Task directions
Go through the records and extract every line with the word "printed".

:: Supplied records ::

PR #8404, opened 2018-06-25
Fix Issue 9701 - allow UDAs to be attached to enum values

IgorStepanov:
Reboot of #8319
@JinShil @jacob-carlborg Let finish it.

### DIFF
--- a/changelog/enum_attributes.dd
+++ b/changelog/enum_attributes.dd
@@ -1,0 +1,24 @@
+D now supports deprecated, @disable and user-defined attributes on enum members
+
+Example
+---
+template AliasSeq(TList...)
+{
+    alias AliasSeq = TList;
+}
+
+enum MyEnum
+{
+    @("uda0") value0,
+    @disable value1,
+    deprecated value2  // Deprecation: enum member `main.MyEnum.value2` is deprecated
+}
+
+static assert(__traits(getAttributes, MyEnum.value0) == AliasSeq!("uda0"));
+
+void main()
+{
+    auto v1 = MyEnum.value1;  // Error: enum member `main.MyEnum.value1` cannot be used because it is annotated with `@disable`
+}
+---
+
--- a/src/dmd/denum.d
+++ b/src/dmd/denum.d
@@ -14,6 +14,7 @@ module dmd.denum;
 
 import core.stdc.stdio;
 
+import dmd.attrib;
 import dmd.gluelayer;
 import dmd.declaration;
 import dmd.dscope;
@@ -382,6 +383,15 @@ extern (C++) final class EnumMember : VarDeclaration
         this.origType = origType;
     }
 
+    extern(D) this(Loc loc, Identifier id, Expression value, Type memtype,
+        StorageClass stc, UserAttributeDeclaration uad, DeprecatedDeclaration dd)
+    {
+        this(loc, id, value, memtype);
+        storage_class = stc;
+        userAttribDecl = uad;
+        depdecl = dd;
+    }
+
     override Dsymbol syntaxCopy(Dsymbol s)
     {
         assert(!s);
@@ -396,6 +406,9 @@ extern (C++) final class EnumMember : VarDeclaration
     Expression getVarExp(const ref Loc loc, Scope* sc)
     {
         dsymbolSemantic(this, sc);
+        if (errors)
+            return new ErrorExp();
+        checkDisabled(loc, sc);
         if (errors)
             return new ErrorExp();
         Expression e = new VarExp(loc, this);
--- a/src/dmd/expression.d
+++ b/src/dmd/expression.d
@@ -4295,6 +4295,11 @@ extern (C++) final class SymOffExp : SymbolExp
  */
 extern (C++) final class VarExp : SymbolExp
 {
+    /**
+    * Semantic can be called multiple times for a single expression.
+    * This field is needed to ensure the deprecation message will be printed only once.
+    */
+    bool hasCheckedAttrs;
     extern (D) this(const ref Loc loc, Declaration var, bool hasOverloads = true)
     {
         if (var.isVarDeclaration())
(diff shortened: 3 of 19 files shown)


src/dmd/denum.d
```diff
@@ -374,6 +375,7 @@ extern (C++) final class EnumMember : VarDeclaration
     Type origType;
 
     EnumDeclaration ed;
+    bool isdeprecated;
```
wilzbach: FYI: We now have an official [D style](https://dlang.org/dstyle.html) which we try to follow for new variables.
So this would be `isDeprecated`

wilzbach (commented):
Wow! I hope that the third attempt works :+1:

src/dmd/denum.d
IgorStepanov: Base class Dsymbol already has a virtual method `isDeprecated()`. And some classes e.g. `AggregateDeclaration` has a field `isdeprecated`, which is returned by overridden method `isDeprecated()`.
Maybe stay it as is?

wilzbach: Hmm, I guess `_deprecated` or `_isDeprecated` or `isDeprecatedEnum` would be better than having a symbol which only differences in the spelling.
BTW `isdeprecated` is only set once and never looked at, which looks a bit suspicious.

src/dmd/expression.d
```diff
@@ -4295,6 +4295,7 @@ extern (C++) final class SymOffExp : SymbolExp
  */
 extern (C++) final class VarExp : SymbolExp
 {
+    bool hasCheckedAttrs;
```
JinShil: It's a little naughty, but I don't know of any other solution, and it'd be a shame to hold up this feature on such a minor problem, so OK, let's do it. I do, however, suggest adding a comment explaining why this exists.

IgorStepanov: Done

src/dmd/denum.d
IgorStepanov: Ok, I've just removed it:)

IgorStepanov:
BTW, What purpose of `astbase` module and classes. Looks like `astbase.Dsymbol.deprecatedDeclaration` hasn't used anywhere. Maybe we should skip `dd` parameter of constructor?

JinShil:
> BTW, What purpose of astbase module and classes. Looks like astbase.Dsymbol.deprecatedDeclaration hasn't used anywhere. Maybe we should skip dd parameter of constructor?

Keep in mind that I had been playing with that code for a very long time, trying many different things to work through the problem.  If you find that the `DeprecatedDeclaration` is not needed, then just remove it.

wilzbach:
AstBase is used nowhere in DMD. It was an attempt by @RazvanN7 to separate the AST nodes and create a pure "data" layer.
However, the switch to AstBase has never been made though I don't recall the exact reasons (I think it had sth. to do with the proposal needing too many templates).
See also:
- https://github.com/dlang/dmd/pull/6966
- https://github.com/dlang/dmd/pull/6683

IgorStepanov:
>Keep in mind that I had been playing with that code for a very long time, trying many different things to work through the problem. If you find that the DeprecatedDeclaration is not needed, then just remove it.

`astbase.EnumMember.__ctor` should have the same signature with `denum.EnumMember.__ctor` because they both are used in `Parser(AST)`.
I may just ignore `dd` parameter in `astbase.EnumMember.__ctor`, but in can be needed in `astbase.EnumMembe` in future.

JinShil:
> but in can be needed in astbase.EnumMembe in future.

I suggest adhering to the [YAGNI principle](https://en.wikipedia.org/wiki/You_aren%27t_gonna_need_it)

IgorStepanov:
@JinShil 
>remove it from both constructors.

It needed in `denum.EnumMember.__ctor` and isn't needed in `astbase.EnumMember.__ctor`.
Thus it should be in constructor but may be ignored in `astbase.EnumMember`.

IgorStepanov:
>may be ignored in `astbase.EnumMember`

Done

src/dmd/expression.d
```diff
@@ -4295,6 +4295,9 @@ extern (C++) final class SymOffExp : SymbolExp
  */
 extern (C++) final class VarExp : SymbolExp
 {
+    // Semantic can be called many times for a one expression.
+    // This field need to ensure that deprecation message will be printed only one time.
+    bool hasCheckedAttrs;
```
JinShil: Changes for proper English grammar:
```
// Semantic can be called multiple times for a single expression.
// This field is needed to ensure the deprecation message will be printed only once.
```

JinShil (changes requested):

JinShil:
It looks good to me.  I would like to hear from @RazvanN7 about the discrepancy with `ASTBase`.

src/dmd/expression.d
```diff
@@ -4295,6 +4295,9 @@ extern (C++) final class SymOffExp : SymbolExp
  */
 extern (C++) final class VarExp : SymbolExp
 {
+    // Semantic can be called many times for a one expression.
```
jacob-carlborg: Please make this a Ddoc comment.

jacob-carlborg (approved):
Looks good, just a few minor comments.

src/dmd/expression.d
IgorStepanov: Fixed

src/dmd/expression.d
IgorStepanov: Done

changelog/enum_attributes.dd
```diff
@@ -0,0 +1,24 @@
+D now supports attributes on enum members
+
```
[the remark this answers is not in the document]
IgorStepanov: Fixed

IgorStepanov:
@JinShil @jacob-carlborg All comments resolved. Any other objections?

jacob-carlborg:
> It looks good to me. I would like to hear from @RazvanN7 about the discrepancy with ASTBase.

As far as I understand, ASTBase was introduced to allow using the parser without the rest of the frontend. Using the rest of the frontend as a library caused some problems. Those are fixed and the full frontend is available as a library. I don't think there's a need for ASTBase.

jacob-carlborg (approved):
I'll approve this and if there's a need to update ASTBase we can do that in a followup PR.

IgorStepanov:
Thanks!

:::
:: Supplied records ::

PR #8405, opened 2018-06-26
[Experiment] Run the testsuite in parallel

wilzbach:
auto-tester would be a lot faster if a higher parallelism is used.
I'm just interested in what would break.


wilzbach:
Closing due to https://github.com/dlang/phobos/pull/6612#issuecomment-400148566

:::

Answer for the task
+    * This field is needed to ensure the deprecation message will be printed only once.
+    // This field need to ensure that deprecation message will be printed only one time.
// This field is needed to ensure the deprecation message will be printed only once.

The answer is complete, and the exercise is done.